Em outubro daquele mesmo ano, o ex-ditador viajou a Londres e foi detido em uma clínica onde realizada exames, graças a um pedido de detenção internacional e extradição, emitido pelo juiz espanhol Baltazar Garzón. Na Espanha, Pinochet era investigado por 94 denúncias de torturas a cidadãos daquele país durante o seu regime, e pelo assassinato do diplomata Carmelo Soria por parte das forças repressoras, em 1975. Sua prisão temporária na clínica dura mais de 500 dias e ele só regressa ao Chile em março de 2000, depois de forte pressão de políticos chilenos, incluindo os da centro-esquerda, que defendia seu julgamento por parte da Justiça Chilena.

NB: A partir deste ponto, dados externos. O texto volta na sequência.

PR #330, opened 2015-12-03
Gvrwidget

dattanand:
New implementation which provides a way to add 2D interactive widgets in GVRF as a plugin, widgets are libgdx (game engine) scene2d widgets. sample is also provided (widget-model-viewer)

As recommended we have broken down the earlier pull request #326 in distinguishable commits.

PR #332, opened 2015-12-04
feat: Adds unlit FBO shader support for libgdx widgets

dattanand:
Adding new unlit FBO shader type for use with libgdx widgets


GVRf/Framework/jni/shaders/material/unlit_fbo_shader.cpp
```diff
@@ -0,0 +1,125 @@
...
+static const char FRAGMENT_SHADER[] =
+        "precision highp float;\n"
+                "uniform sampler2D u_texture;\n"
+                "uniform vec3 u_color;\n"
+                "uniform float u_opacity;\n"
+                "varying vec2 v_tex_coord;\n"
+                "void main()\n"
+                "{\n"
+                "  vec4 color = texture2D(u_texture, v_tex_coord);"
+                "  gl_FragColor = vec4(color.r * u_color.r * u_opacity, color.g * u_color.g * u_opacity, color.b * u_color.b * u_opacity, color.a * u_opacity);\n"
```
Vittalbabu: Why don't you multiple each component of u_color by u_opacity in the C++ code and pass in the updated color as one vec3 uniform? Will save 4 multiplications for every fragment.

GVRf/Framework/jni/shaders/material/unlit_fbo_shader.cpp
```diff
@@ -0,0 +1,125 @@
...
+#include "util/gvr_gl.h"
+
+namespace gvr {
+static const char VERTEX_SHADER[] = "attribute vec4 a_position;\n"
+        "attribute vec4 a_tex_coord;\n"
+        "uniform mat4 u_mvp;\n"
+        "varying vec2 v_tex_coord;\n"
+        "void main() {\n"
+        "  v_tex_coord.x = a_tex_coord.x;\n"
+        "  v_tex_coord.y = 1.0f - a_tex_coord.y;\n"
```
Vittalbabu: Not as important as fragment shader opacity calculation (fewer vertex shader invocations compared for fragment shader invocations) -- but why not pass in the required y tex coord directly? Why do you need to subtract the y coord from 1?

Vittalbabu:
@dattanand Do you have a sample program that uses this shader?

dattanand:
@Vittalbabu 
This shader is same as existing unlit shader only being different in terms of y coordinate flipping. the sample code you can find in #326

liaxim:
@dattanand Then would't you be able to use the existing unlit shader but just specify different texture coordinates? @thomasflynn brought up this point.

dattanand:
probably yeah but this would be cleaner and texture coordinates can be specified in same way in application code for different kinds of scene objects meaning that much less to worry for developers

Vittalbabu:
@dattanand If we are adding a new "native"/buitlin shader, it would be nice to have a sample that tests it. We shouldn't be depending on a later checkin to create a sample -- part of which will test this shader. I am guessing that you would have tested this portion of the code before issuing the pull request -- ensured it built and ran. Could you attach the sample code?

Also, why would we do the y-flipping? If we anticipate app developers will use this shader, what is the use case for flipping the y-coord?

dattanand:
@Vittalbabu 
yes definitely it was written for purpose of widgets, Y flipping is required to flip the texture created by FBO rendering in libgdx. the shader is tested and working, sample code is present in #330 @ragner has already verified it as I know, this is part of same implementation and broken down as different commit, once it is is included, framework and sample code will also be requested for inclusion

Vittalbabu:
@dattanand We can wait for the samples in the later pull request. I also see that this shader is used for FBO rendering in libgdx. 

I am still confused a bit. From an end user persepctive, would it be common to do the flip in the y-coord? (eg) Do we anticipate only libgdx generated textures to behave in this manner and require a flip? (ie) If I were to create a FBO in a "regular" OpenGL app. would the texture y-coord need to be flipped? I am trying to see if the behavior of the FBO shader is intuitive to users who create FBOs and textures.

Thanks.

dattanand:
@Vittalbabu 
I think Y flipping would be required for textures created from FBO, its not perticular to libgdx.

dattanand:
tracked via #367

O processo 2182/98 ainda não está concluído, mas já levou à condenação dos réus mais conhecidos: Contreras, Krassnoff, Corbalán, Espinoza, entre outros. A única exceção foi o ditador Pinochet, que faleceu no dia 10 de dezembro de 2006, sem nunca ter sido preso no Chile, como foi no Reino Unido.

Participação do Estado
Segundo o advogado Eduardo Contreras, que atuou em algumas causas relacionadas ao processo, “a principal dívida do Estado Chileno diante das violações de direitos humanos é que nunca tomou iniciativa em levar os criminosos aos tribunais, mesmo tendo os relatórios de duas comissões da verdade. Todos os processos, desde esse primeiro, foram iniciativa das organizações de familiares”.

Por sua parte, o diretor do Programa de Direitos Humanos do Ministério do Interior, Francisco Ugás, contesta em parte essa informação: “até 2009, havia um instrumento constitucional que impedia o Estado de participar de julgamentos dessa natureza”. Ugás diz que a partir de uma mudança realizada pela então presidente Michelle Bachelet, o Estado pode participar como parte interessada nas causas.

Para os familiares de vítimas da ditadura, porém, essa mudança é insuficiente. Segundo Gabriela Zúñiga, porta-voz da AFDD, “o Poder Executivo nunca teve uma atitude mais contundente em favor das causas de direitos humanos e o Poder Judiciário ainda mais, foi cúmplice dos crimes durante a ditadura, se negando a aceitar até mesmo os recursos de proteção, e depois, já na democracia, manteve certos pactos que permitiu a aplicação de benefícios inaceitáveis para os réus”. Zúñiga se refere a liminares com as quais os advogados de alguns condenados conseguiram a aplicação de “meia prescrição” e outros recursos visando diminuir as penas.

A mudança impulsionada por Bachelet também permitiu que a Corte de Apelações começasse a trabalhar em muitas outras causas menores de tortura e assassinato de opositores – até então, só era possível levar à justiça os casos de crimes massivos. Graças a isso, as organizações de familiares (AFDD e AFEP) protocolaram centenas de novas causas. “A grande maioria são casos desconhecidos, mas não menos importantes. Alguém que foi assassinado por estar na rua durante o toque de recolher, ou algum pequeno caso de desobediência civil que terminou em morte, também por abuso de autoridade”, explica Contreras.

Porém, três desses processos mais recentes se destacam pela importância de suas vítimas. Um foi o que rediscutiu a causa da morte do presidente Salvador Allende, que confirmou a tese de suicídio – e negando a possibilidade de que ele teria sido assassinado pelos golpistas.

Outros dois processos emblemáticos são o do general Alberto Bachelet, pai da ex-presidente e atual candidata presidencial Michelle Bachelet, e o que investida a causa da morte do poeta Pablo Neruda, ganhador do Prêmio Nobel de Literatura de 1971, falecido 12 dias depois do golpe, por uma suposta metástase de câncer que ele sofria.